_SOURCE MATERIAL_
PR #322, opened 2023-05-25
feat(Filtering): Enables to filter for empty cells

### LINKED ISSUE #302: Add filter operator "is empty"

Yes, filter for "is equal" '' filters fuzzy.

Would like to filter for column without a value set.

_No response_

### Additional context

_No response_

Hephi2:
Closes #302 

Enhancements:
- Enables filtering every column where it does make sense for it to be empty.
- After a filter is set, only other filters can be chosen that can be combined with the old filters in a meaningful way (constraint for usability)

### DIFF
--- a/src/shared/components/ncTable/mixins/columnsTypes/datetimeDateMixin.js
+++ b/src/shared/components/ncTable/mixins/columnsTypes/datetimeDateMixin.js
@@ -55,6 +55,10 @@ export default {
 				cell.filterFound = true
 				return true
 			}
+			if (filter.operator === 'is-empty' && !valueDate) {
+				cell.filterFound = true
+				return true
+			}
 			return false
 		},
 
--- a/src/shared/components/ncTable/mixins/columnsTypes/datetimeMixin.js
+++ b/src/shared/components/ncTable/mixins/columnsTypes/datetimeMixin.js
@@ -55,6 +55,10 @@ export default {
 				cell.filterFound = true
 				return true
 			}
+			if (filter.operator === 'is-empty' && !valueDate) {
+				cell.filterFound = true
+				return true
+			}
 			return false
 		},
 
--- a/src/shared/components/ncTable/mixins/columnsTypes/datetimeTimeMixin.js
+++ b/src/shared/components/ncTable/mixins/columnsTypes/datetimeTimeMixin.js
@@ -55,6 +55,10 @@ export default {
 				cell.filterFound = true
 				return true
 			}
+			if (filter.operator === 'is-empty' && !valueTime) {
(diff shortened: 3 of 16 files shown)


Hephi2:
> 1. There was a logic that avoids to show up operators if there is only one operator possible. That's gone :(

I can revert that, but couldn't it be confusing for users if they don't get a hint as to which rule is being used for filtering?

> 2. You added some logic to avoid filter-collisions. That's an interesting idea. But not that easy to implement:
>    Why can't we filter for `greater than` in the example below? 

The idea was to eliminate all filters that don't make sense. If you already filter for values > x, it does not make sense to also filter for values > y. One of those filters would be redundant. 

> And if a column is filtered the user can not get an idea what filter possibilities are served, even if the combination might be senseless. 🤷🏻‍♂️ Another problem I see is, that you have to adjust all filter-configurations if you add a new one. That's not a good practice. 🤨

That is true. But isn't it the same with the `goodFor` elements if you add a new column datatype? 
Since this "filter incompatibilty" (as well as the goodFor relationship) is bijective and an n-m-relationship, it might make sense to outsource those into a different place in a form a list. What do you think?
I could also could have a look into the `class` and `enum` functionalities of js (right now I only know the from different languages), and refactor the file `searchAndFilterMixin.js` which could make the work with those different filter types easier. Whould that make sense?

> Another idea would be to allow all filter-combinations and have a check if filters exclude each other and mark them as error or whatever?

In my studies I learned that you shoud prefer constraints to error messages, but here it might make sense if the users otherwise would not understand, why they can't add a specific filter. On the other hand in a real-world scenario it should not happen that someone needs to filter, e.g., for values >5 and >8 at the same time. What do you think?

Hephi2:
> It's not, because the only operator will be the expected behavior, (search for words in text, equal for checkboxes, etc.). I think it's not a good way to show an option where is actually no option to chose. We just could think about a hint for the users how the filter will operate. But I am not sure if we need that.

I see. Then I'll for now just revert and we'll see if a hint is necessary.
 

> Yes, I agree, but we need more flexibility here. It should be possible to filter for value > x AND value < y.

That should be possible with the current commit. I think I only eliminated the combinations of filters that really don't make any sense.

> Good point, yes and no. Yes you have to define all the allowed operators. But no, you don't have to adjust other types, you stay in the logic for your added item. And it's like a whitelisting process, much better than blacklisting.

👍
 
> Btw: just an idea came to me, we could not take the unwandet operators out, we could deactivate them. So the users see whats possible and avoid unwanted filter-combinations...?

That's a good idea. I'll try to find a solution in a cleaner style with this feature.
--
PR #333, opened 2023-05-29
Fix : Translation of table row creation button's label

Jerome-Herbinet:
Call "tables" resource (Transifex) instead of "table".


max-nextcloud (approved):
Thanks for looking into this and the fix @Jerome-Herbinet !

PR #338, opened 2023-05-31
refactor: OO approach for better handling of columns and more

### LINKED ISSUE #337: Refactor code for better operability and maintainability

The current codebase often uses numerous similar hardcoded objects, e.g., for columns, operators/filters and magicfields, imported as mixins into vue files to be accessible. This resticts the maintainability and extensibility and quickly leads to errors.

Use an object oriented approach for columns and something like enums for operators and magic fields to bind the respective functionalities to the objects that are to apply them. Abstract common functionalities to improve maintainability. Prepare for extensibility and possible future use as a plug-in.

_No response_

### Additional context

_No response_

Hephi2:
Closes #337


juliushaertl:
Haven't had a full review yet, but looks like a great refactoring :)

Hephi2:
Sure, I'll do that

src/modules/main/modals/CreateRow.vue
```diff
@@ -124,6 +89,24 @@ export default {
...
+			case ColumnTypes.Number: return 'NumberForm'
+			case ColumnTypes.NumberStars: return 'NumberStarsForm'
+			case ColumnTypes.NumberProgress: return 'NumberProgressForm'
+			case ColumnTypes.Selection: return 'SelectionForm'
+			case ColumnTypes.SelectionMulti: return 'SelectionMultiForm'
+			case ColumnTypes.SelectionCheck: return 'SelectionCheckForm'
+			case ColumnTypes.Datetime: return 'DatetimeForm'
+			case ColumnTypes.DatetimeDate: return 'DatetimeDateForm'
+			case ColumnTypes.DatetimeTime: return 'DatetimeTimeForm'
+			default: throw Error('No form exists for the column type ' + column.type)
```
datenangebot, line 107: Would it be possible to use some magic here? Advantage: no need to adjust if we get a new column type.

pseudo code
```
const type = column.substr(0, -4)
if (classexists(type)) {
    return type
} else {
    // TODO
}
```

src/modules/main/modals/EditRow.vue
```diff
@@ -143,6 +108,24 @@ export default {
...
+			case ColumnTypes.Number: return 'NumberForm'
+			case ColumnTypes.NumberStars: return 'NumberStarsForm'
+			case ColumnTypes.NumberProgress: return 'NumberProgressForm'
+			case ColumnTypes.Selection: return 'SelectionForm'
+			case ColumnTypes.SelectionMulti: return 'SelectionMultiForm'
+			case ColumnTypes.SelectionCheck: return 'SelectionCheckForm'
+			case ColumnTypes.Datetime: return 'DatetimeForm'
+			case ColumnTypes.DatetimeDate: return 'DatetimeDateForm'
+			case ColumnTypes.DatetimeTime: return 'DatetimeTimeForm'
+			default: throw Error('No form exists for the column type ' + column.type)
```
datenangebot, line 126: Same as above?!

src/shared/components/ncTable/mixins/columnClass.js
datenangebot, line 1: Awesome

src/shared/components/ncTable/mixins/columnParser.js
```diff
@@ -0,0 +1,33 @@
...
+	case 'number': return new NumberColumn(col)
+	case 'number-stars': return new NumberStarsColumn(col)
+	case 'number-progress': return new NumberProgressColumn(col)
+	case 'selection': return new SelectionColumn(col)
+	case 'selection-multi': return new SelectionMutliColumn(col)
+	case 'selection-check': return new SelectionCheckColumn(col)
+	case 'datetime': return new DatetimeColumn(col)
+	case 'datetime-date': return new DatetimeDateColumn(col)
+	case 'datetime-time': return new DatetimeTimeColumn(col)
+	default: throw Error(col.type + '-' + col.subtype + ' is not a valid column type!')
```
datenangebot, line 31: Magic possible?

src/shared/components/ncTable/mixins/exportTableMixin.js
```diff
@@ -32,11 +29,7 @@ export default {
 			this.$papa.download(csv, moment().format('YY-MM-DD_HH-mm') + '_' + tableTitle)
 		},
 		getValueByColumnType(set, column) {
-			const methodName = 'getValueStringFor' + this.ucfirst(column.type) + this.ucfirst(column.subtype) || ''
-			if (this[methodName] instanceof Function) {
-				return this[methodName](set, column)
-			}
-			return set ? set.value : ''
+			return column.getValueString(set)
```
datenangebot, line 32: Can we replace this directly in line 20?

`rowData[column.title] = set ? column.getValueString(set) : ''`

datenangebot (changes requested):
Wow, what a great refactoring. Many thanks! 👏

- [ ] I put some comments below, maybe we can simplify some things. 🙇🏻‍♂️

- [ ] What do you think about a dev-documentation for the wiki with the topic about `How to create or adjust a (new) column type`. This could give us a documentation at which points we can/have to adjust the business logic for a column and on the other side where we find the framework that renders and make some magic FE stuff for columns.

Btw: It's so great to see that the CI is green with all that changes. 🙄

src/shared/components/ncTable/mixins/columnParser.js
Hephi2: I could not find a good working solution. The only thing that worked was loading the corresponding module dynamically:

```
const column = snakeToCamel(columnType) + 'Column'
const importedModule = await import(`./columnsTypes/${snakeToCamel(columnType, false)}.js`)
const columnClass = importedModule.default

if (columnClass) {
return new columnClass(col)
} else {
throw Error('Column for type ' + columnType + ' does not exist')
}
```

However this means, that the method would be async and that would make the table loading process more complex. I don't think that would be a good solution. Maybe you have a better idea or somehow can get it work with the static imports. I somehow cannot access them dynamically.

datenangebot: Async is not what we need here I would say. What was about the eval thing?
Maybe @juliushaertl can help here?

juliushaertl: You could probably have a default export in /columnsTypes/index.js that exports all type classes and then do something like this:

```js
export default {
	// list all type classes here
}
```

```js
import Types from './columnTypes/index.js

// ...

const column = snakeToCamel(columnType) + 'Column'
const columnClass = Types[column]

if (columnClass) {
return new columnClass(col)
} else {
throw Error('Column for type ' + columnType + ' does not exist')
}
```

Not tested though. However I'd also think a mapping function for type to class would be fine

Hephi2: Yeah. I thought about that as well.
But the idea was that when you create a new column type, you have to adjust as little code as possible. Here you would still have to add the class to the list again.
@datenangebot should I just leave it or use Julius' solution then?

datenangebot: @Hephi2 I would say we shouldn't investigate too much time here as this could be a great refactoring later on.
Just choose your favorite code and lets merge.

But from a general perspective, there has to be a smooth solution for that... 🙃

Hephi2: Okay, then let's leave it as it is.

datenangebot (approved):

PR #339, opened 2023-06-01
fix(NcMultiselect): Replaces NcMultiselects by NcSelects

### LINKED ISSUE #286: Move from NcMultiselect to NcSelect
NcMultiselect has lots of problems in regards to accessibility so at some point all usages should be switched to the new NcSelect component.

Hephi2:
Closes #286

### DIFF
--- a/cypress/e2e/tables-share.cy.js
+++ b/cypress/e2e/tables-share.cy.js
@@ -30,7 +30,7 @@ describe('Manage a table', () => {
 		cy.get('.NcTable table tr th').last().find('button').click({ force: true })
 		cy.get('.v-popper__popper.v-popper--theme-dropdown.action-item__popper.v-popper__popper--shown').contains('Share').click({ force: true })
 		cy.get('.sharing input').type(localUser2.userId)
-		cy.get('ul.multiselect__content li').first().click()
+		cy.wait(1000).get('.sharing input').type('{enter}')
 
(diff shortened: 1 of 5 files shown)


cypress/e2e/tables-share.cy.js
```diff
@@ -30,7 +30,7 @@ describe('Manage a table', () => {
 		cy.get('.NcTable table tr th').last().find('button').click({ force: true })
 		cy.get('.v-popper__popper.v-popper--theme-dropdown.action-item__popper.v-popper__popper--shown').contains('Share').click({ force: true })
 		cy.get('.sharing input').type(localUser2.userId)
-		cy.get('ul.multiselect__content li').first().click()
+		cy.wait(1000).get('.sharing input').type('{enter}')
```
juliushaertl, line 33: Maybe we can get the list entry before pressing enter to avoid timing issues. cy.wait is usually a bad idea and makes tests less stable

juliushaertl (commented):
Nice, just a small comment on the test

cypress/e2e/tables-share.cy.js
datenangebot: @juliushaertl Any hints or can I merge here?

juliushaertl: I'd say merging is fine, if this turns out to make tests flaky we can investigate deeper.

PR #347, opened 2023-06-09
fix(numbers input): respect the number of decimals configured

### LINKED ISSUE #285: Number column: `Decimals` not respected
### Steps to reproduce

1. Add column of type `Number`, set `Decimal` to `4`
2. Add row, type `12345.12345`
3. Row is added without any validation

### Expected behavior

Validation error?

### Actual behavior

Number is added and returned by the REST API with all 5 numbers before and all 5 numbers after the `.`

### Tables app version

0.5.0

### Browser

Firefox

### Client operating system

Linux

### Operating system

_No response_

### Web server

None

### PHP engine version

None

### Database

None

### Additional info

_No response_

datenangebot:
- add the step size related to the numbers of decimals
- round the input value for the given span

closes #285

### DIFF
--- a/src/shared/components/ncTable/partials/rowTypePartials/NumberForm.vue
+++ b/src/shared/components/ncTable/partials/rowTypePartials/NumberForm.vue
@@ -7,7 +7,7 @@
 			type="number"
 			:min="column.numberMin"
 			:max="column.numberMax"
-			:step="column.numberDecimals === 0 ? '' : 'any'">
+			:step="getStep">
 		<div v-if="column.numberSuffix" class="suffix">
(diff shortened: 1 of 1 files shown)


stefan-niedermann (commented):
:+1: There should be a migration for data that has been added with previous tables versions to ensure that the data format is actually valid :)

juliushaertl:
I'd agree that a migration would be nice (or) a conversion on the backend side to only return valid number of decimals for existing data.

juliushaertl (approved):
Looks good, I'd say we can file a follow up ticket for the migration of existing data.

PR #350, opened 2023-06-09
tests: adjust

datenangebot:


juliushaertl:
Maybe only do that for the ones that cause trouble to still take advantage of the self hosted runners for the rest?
--
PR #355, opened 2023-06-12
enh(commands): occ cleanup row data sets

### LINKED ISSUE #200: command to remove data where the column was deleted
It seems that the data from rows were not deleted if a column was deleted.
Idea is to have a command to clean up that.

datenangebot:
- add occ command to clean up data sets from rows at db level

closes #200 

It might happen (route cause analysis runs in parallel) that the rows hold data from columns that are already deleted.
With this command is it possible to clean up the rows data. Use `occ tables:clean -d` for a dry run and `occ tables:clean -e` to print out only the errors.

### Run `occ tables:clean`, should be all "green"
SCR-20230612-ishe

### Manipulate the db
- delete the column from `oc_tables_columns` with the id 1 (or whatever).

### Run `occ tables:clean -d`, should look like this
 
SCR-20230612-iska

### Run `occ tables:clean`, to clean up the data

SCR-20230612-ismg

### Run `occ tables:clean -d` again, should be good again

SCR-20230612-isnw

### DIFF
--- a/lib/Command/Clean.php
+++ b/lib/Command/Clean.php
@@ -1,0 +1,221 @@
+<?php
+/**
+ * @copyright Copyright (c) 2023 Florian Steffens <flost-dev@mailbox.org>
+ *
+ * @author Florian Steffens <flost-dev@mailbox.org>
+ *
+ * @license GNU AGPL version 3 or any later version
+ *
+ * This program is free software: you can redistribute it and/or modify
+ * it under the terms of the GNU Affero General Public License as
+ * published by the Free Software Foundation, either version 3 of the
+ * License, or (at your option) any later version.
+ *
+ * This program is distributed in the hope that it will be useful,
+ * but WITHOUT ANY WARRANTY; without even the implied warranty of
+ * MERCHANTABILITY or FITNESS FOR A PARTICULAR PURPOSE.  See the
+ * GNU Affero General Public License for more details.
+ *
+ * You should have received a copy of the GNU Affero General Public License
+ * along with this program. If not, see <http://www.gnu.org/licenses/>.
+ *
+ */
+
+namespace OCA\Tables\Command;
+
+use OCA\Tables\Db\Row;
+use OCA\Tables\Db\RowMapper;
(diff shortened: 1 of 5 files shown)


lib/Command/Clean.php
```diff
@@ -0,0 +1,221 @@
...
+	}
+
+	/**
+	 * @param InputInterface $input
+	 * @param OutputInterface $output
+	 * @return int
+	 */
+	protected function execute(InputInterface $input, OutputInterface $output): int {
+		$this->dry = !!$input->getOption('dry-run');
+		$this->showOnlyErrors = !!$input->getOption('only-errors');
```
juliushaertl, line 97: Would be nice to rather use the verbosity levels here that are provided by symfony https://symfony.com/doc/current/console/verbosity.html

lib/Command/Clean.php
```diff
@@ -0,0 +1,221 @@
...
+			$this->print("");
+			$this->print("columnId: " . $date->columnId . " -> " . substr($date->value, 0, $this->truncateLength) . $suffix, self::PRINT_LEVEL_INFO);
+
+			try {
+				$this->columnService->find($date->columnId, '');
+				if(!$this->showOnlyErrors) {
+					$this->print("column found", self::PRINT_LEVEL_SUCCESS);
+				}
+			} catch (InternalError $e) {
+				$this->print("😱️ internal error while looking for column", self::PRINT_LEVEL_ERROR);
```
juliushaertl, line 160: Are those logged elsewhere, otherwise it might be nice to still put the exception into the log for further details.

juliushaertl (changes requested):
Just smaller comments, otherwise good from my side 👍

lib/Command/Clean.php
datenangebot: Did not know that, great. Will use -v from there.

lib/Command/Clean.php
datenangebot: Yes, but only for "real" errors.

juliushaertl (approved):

_HOW TO COMPLETE THIS TASK_
What is needed is every line from the data above that includes the string "behavior", copied out.

_TASK RESPONSE_
> It's not, because the only operator will be the expected behavior, (search for words in text, equal for checkboxes, etc.). I think it's not a good way to show an option where is actually no option to chose. We just could think about a hint for the users how the filter will operate. But I am not sure if we need that.
### Expected behavior
### Actual behavior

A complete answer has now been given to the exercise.